[Records shown Boundary: Start]
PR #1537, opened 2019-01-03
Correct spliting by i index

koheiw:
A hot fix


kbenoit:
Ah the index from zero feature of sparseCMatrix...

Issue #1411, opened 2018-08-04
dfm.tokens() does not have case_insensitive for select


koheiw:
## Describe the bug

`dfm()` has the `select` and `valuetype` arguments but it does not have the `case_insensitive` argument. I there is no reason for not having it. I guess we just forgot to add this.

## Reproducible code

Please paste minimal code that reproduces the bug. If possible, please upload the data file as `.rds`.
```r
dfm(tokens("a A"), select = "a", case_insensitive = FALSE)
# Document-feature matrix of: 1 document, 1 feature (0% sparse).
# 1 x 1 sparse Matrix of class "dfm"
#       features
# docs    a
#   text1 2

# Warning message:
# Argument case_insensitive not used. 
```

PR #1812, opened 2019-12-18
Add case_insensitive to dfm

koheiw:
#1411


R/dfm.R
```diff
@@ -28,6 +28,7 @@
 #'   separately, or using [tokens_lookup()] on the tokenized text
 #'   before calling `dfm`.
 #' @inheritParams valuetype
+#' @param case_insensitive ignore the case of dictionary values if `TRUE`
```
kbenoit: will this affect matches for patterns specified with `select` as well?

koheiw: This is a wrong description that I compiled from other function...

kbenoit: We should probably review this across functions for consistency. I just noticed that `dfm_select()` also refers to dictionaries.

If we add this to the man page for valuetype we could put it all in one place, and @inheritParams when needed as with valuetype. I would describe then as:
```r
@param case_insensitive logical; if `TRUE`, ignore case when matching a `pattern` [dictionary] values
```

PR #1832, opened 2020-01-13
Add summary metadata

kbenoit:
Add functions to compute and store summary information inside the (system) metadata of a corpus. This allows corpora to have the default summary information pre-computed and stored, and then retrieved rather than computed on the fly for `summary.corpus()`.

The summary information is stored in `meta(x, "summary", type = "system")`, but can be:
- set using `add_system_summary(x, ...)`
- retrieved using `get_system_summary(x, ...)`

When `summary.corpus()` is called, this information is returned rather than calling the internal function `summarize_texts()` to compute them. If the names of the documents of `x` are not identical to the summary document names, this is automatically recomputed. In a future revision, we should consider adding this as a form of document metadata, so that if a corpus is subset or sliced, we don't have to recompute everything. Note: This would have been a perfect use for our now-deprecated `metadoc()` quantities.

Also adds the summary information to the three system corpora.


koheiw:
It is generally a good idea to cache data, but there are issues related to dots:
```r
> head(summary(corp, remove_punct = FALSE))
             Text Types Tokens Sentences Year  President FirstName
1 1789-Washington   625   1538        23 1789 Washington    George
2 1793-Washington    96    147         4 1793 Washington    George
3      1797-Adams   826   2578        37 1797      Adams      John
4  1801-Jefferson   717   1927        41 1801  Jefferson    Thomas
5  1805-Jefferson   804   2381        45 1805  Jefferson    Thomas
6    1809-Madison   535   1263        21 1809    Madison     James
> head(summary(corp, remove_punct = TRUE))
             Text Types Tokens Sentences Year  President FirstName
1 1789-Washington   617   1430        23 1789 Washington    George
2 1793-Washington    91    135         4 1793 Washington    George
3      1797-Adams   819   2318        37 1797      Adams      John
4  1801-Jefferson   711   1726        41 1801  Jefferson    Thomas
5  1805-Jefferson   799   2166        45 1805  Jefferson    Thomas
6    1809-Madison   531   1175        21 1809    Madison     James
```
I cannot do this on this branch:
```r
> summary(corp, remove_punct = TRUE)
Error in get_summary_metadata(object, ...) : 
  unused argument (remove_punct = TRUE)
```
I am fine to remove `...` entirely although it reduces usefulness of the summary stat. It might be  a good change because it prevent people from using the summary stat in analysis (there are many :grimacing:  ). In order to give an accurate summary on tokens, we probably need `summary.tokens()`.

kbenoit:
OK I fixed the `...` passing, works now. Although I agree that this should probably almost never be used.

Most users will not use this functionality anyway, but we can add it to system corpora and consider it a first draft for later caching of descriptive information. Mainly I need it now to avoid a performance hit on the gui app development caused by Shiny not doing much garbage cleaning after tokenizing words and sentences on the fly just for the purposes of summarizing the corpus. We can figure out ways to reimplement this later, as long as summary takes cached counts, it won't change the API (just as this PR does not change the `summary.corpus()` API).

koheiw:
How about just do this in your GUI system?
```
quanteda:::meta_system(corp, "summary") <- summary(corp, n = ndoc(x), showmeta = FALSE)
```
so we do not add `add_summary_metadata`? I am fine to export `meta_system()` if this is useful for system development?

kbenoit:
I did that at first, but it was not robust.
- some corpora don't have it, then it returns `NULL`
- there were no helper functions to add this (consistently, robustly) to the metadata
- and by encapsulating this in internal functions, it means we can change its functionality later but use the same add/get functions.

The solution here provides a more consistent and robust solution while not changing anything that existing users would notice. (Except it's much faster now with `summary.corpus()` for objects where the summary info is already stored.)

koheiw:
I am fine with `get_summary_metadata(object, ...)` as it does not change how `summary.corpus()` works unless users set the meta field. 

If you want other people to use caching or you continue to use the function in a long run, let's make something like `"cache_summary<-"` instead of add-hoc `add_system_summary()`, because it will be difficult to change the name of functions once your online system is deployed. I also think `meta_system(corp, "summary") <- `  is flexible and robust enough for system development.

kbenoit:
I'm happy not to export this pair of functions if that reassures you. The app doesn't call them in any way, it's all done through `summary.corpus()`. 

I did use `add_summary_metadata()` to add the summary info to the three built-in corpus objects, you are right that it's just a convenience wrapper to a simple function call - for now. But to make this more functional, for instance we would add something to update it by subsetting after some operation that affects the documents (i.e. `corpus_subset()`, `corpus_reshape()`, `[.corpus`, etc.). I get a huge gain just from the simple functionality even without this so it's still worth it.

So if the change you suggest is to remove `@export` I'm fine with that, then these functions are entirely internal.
[Records shown Boundary: End]
[Records shown Boundary: Start]
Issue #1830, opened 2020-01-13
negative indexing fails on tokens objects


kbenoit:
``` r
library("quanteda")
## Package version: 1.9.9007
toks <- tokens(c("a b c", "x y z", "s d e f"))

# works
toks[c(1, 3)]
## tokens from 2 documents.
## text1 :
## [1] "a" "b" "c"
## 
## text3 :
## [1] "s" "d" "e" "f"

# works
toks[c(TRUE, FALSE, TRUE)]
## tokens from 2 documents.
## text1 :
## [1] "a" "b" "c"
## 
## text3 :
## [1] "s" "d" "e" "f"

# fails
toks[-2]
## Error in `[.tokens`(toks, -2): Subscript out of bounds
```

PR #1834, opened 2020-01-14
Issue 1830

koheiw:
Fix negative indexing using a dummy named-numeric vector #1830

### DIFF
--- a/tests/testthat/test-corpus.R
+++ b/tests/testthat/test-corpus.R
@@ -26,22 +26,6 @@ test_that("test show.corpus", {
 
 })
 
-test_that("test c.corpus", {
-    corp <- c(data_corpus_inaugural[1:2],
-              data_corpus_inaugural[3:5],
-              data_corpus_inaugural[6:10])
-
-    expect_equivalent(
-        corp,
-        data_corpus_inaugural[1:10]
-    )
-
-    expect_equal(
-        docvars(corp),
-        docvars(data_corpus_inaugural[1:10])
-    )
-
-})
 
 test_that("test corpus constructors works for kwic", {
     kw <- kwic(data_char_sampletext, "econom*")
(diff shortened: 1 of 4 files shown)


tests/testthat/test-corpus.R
[Records shown Boundary: End]
[Records shown Boundary: Start]
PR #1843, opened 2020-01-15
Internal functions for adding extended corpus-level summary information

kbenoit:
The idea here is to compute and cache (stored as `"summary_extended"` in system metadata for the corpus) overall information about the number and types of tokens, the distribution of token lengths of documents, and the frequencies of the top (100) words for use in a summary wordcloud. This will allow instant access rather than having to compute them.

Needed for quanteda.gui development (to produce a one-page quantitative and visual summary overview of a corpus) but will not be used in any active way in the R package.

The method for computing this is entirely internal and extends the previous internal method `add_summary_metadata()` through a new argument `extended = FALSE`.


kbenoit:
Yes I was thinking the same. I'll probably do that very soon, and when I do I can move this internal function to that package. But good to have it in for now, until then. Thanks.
[Records shown Boundary: End]
Exercise directions:
The answer is a count and nothing more: lines above that contain "FALSE".

Your response:
5